I think there is an even more important reason not to use this approach.
Let's consider the case where the transmitter has a very strong second
harmonic say -10db. If the tuner is doing its job, tuning, not just
matching, the 2nd harmonic will be tuned or filtered out. 10% of the energy
will be lost. What becomes of that energy? In an ideal world that energy
would be reflected into a dummy load, like when you use a circulator. Since
most tuners don't have circulators, part of the energy will be dissipated in
the tuner and part will be reflected back to the transmitter. That energy
that is dissipated in the tuner is a measure of how well, not how poorly,
the tuner is working. BTW in this case measuring SWR at the transmitter will
also suggest the tuner is not doing its job well when it is.

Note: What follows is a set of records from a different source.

PR #33, opened 2017-08-31
test: connect each peer precisely once.

Stebalien:
Otherwise, some tests will get confused by duplicate (temporary, we close duplicates quickly) connections.

fixes libp2p/go-libp2p#100


Stebalien:
Meh. Reviews are for people who make mistakes, I *never* make mistakes. NEVER! (but really, this isn't even worth an LGTM).

PR #40, opened 2017-11-10
don't pass the dial timeout option

Stebalien:
It doesn't exist anymore. This is now handled entirely though contexts.

### DIFF
--- a/.gx/lastpubver
+++ b/.gx/lastpubver
@@ -1,1 +1,1 @@
-2.0.5: QmdQFrFnPrKRQtpeHKjZ3cVNwxmGKKS2TvhJTuN9C9yduh
+2.1.0: QmcnHXGwX6Yfqm7guiAjCujXg7RugKSaV1wj8RH2NTpNKK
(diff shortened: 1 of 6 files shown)


Stebalien:
Depends on libp2p/go-libp2p-conn#18 (will need some gx updates).

Stebalien:
This is failing because of a really weird bug that only triggers on Travis. By really weird, I mean I should be impossible. For some reason, it's failing to recognize that `/ip6/::/tcp/xxx` is an unspecified address.

Any help here would be appreciated, I can't reproduce locally.

Note: This bug also shows up in previous builds (pick an old build and try triggering a rebuild). Travis changed something. However, it still looks like our bug (probably in go-addr-util or go-multiaddr or go-multiaddr-net).

We can probably just go ahead and merge this (after testing locally) but this is infuriating.

Stebalien:
So, I missed a `!` when reading the go-multiaddr-net code. This is still funny but I'm going to merge anyways.

Issue filed as #42.

PR #45, opened 2017-11-21
nil out references to finished dials

Stebalien:
We need a better solution (this is a memory hotspot when mass dialing) but that
will take some thought and effort. This is a simple fix that should reduce
memory usage a bit.

### DIFF
--- a/limiter.go
+++ b/limiter.go
@@ -71,6 +71,7 @@ func (dl *dialLimiter) finishedDial(dj *dialJob) {
 
 		if len(dl.waitingOnFd) > 0 {
 			next := dl.waitingOnFd[0]
+			dl.waitingOnFd[0] = nil // clear out memory
 			dl.waitingOnFd = dl.waitingOnFd[1:]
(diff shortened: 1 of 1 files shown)


limiter.go
```diff
@@ -71,6 +71,7 @@ func (dl *dialLimiter) finishedDial(dj *dialJob) {
 
 		if len(dl.waitingOnFd) > 0 {
 			next := dl.waitingOnFd[0]
+			dl.waitingOnFd[0] = nil // clear out memory
```
Stebalien: This is really the main issue. If we build a massive backlog and then stop dialing, we won't free *anything* till we're done clearing it unless we do this.

Kubuxu: Is it because inaccessible objects from re-sliced slice are sill alive according to GC?

I didn't think this would be a case.

Stebalien:
Yes, unless the slice is reallocated (as far as I know).

https://github.com/golang/go/wiki/SliceTricks

PR #131, opened 2015-10-21
Fix batch size

janua:
The maximum amount of `ids` that can be requested through a `search` query from the content API is 50.
This restricts the batch size to 50.

@piuccio

### DIFF
--- a/fapi-client/src/main/scala/com/gu/facia/api/contentapi/IdsSearchQueries.scala
+++ b/fapi-client/src/main/scala/com/gu/facia/api/contentapi/IdsSearchQueries.scala
@@ -7,10 +7,14 @@ object IdsSearchQueries {
   type Url = String
 
   val MaxUrlSize = com.gu.contentapi.client.Limits.UrlSize
+  //Maximum size that can be requested from CAPI is 50.
+  val MaxBatchSize = 50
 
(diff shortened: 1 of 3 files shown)


fapi-client/src/main/scala/com/gu/facia/api/contentapi/IdsSearchQueries.scala
```diff
@@ -7,10 +7,14 @@ object IdsSearchQueries {
   type Url = String
 
   val MaxUrlSize = com.gu.contentapi.client.Limits.UrlSize
+  //Maximum size that can be requested from CAPI is 50.
+  val MaxBatchSize = 50
```
piuccio: would be nice if `50` was exposed by `com.gu.contentapi.client.Limits.`

janua: True. But it's not. You should add it :smile:

piuccio:
:+1:

fapi-client/src/main/scala/com/gu/facia/api/contentapi/IdsSearchQueries.scala
LATaylor-guardian: @janua :laughing:

PR #135, opened 2015-11-18
Convert apiquery to backfill

piuccio:
Backfill is now an object with type and query. This allows future extensions to queries that are not backed by capi.

As a first step both `apiQuery` and `backfill` are available, the client tries to use `backfill` first and `apiQuery` if missing.

There's a change in a public method interface so I've created a new method with a different signature, users of the library have time to migrate.

@janua @DiegoVazquezNanini @davidfurey

### DIFF
--- a/fapi-client/src/main/scala/com/gu/facia/api/FAPI.scala
+++ b/fapi-client/src/main/scala/com/gu/facia/api/FAPI.scala
@@ -5,7 +5,7 @@ import com.gu.contentapi.client.model.v1.Content
 import com.gu.facia.api.contentapi.ContentApi.{AdjustItemQuery, AdjustSearchQuery}
 import com.gu.facia.api.contentapi.{ContentApi, LatestSnapsRequest}
 import com.gu.facia.api.models._
-import com.gu.facia.api.utils.BackfillContent
+import com.gu.facia.api.utils.{BackfillResolver, BackfillContent}
 import com.gu.facia.client.ApiClient
 import com.gu.facia.client.models.TrailMetaData
 
@@ -182,7 +182,7 @@ object FAPI {
                          adjustSearchQuery: AdjustSearchQuery = identity, adjustItemQuery: AdjustItemQuery = identity)
                         (implicit capiClient: GuardianContentClient, faciaClient: ApiClient, ec: ExecutionContext): Response[List[FaciaContent]] = {
 
-    BackfillContent.resolveFromConfig(collection.collectionConfig)
-    .backfill(adjustSearchQuery, adjustItemQuery)
+    val resolver = BackfillContent.resolveFromConfig(collection.collectionConfig)
+    BackfillResolver.backfill(resolver, adjustSearchQuery, adjustItemQuery)
   }
 }
--- a/fapi-client/src/main/scala/com/gu/facia/api/FAPI.scala
+++ b/fapi-client/src/main/scala/com/gu/facia/api/FAPI.scala
@@ -182,7 +182,7 @@ object FAPI {
                          adjustSearchQuery: AdjustSearchQuery = identity, adjustItemQuery: AdjustItemQuery = identity)
                         (implicit capiClient: GuardianContentClient, faciaClient: ApiClient, ec: ExecutionContext): Response[List[FaciaContent]] = {
 
-    val resolver = BackfillResolver.resolveFromConfig(collection.collectionConfig)
-    BackfillResolver.backfill(resolver, adjustSearchQuery, adjustItemQuery)
+    val backfillRequest = BackfillResolver.resolveFromConfig(collection.collectionConfig)
+    BackfillResolver.backfill(backfillRequest, adjustSearchQuery, adjustItemQuery)
   }
 }
--- a/fapi-client/src/main/scala/com/gu/facia/api/FAPI.scala
+++ b/fapi-client/src/main/scala/com/gu/facia/api/FAPI.scala
@@ -5,7 +5,7 @@ import com.gu.contentapi.client.model.v1.Content
 import com.gu.facia.api.contentapi.ContentApi.{AdjustItemQuery, AdjustSearchQuery}
 import com.gu.facia.api.contentapi.{ContentApi, LatestSnapsRequest}
 import com.gu.facia.api.models._
-import com.gu.facia.api.utils.{BackfillResolver, BackfillContent}
+import com.gu.facia.api.utils.BackfillResolver
 import com.gu.facia.client.ApiClient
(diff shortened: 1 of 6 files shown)


piuccio:
I've update this PR, it now has a `BackfillResover` that implements two types of backfill query

* `capi`: the traditional capi search string
* `collection`: inherit the **curated content** of a parent collection

I don't think the child collection should inherit the parent's backfill, at least until we solve loops and deduping.

@janua I've added unit tests!

fapi-client/src/main/scala/com/gu/facia/api/utils/Backfill.scala
```diff
@@ -0,0 +1,63 @@
...
+import com.gu.facia.api.models.{FaciaContent, CollectionConfig, CuratedContent}
+import com.gu.facia.client.ApiClient
+import com.gu.facia.client.models.{CollectionJson, Backfill, TrailMetaData}
+
+import scala.concurrent.ExecutionContext
+
+object BackfillContent {
+  def resolveFromConfig(collectionConfig: CollectionConfig): BackfillResolver = {
+    collectionConfig.backfill match {
+      case Some(backfill: Backfill) => backfill.`type` match {
```
janua: Switch to nested case matching here.

fapi-client/src/main/scala/com/gu/facia/api/utils/Backfill.scala
```diff
@@ -0,0 +1,63 @@
...
+  def backfill(adjustSearchQuery: AdjustSearchQuery = identity, adjustItemQuery: AdjustItemQuery = identity)
+              (implicit capiClient: GuardianContentClient, faciaClient: ApiClient, ec: ExecutionContext): Response[List[FaciaContent]] = {
+    for {
+      collection <- FAPI.getCollection(parentCollectionId)
+      curatedCollection <- FAPI.liveCollectionContentWithSnaps(collection, adjustSearchQuery, adjustItemQuery)
+    } yield curatedCollection
+  }
+}
+
+case class EmptyBackfill() extends BackfillResolver {
```
janua: This can be an `object`.

fapi-client/src/main/scala/com/gu/facia/api/utils/Backfill.scala
```diff
@@ -0,0 +1,63 @@
...
+
+import scala.concurrent.ExecutionContext
+
+object BackfillContent {
+  def resolveFromConfig(collectionConfig: CollectionConfig): BackfillResolver = {
+    collectionConfig.backfill match {
+      case Some(backfill: Backfill) => backfill.`type` match {
+        case "capi" => CapiBackfill(backfill.query, collectionConfig)
+        case "collection" => CollectionBackfill(backfill.query)
+        case _ => throw new Error(s"Invalid backfill type ${backfill.`type`}")
```
janua: Are you sure you want an `Exception` here? Why not `EmptyBackfill`?
If so, write a quick unit test for it to show that's what is expected.

piuccio:
thanks @janua I've fixed your comments.

I prefer to throw an exception when the backfill is invalid because it's a configuration error, it's something that shouldn't happen. Returning an empty list will silently ignore an invalid state. I've added a test for that

piuccio:
@janua I've updated the PR with a better (???) backfill resolver

fapi-client/src/main/scala/com/gu/facia/api/utils/Backfill.scala
```diff
@@ -0,0 +1,55 @@
...
+import com.gu.facia.api.{FAPI, Response}
+import com.gu.facia.client.ApiClient
+import com.gu.facia.client.models.{Backfill, TrailMetaData}
+
+import scala.concurrent.ExecutionContext
+
+case class InvalidBackfillConfiguration(msg: String) extends Error(msg)
+
+object BackfillContent {
+  def resolveFromConfig(collectionConfig: CollectionConfig): BackfillResolver = {
```
janua: This could now go into `BackfillResolver`!

Is the name `BackfillContent` better than `BackfillResolver`?

piuccio: they are now in the same companion object

fapi-client/src/main/scala/com/gu/facia/api/utils/Backfill.scala
```diff
@@ -0,0 +1,53 @@
...
+import com.gu.facia.api.contentapi.ContentApi
+import com.gu.facia.api.contentapi.ContentApi._
+import com.gu.facia.api.models.{CollectionConfig, CuratedContent, FaciaContent}
+import com.gu.facia.api.{FAPI, Response}
+import com.gu.facia.client.ApiClient
+import com.gu.facia.client.models.{Backfill, TrailMetaData}
+
+import scala.concurrent.ExecutionContext
+
+case class InvalidBackfillConfiguration(msg: String) extends Error(msg)
```
janua: Don't extend `Error`. Instead extend `Exception`.

`Error` is used for critical errors such as `ThreadDeath` and `VirtualMachineError`.

fapi-client/src/main/scala/com/gu/facia/api/FAPI.scala
```diff
@@ -170,4 +172,17 @@ object FAPI {
...
+  /**
+    * Fetches content for the configured backfill query. The query can be manipulated for different
+    * requirements by providing adjustment functions. The results then have their facia metadata
+    * resolved using the collection information.
+    */
+  def backfillFromConfig(collection: Collection,
+                         adjustSearchQuery: AdjustSearchQuery = identity, adjustItemQuery: AdjustItemQuery = identity)
+                        (implicit capiClient: GuardianContentClient, faciaClient: ApiClient, ec: ExecutionContext): Response[List[FaciaContent]] = {
+
+    val resolver = BackfillResolver.resolveFromConfig(collection.collectionConfig)
```
janua: `backfillRequest`? `resolver` means nothing to me for this `val`!

janua:
Looks good :clap: :+1:

fapi-client/src/main/scala/com/gu/facia/api/utils/Backfill.scala
piuccio: fixed :smile:

fapi-client/src/main/scala/com/gu/facia/api/FAPI.scala
piuccio: fixed :smile:

PR #136, opened 2015-11-30
update dependencies

piuccio:
and instead of depending on the whole `aws-java-sdk` only include `s3`

@janua


janua:
:+1:
Cool, it used to be all or nothing.

rich-nguyen:
Amazing! I'm glad you've done this, because it helps cut down our frontend artifact size

PR #142, opened 2016-01-27
update dependencies

piuccio:
I've created a new front called `fapi-integrationtest-...` and updated tests because the collection I was using for testing got deleted.

@janua


janua:
:+1:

Now we know good rigs don't have strong harmonics but I think I have
illustrated why measuring heat is not a good measure of performance.

73, Fred, AE6QL

-----Original Message-----
From: elecraft-bounces at mailman.qth.net
[mailto:elecraft-bounces at mailman.qth.net] On Behalf Of Erik Basilier
Sent: Saturday, March 10, 2012 12:31 PM
To: 'Ron D'Eau Claire'; 'Rick Stealey'; elecraft at mailman.qth.net
Subject: Re: [Elecraft] high-power tuner

As has been clearly demonstrated in this thread, there are multiple methods
of measurement. The one that gets my vote for elegance is the one with two
tuners back-to-back. With respect to the method that measures temperature
rise, taking into account the mass of the tuner, one also needs to take into
account the specific heat capacity of the tuner. One kilo of material x
doesn't heat up at the same rate as one kilo of material y when the same
heating power is applied. The tuner will of course be a mix of materials, so
one would have to measure the rate at which the tuner heats up when heat is
applied through a know heating source rather than TX power. If it is done
that way, one needs to know neither the mass nor the specific heat capacity,
since what one is measuring is essentially the mass times the specific heat
capacity.

73, Erik K7TV

-----Original Message-----
From: elecraft-bounces at mailman.qth.net
[mailto:elecraft-bounces at mailman.qth.net] On Behalf Of Ron D'Eau Claire
Sent: Saturday, March 10, 2012 11:47 AM
To: 'Rick Stealey'; elecraft at mailman.qth.net
Subject: Re: [Elecraft] high-power tuner

I was investigating tuner losses a few years ago and ran into many of these
same questions.

A physicist buddy pointed out to me that the normal approach to measure loss
in something like a tuner is to put it in a well-insulated chamber and
measure the rise in temperature over time while transmitting. From there on
can calculate the energy required to cause the temperature rise which can be
used to calculate the number of watts of RF that never make it through the
box.

73, Ron AC7AC

-----Original Message-----

There seems to have been no answer as to how to accurately measure the loss
in a tuner.
Here is a solution but requires two tuners or at least one calibrated one
that could be used to measure others.
Take first tuner and tune it into the mismatch, say 600 ohms. Use an
antenna analyzer.
Then remove the load, and connect another tuner to the output of the first
(back- to-back - antenna port on first to antenna port on second tuner.)
Then put a 50 ohm load on the second tuner where the transceiver would be
connected, and tune the second tuner to a match. It will have the same
settings as the first tuner, complete symmetry.
Then measure the power in the 50 ohm load to get the loss.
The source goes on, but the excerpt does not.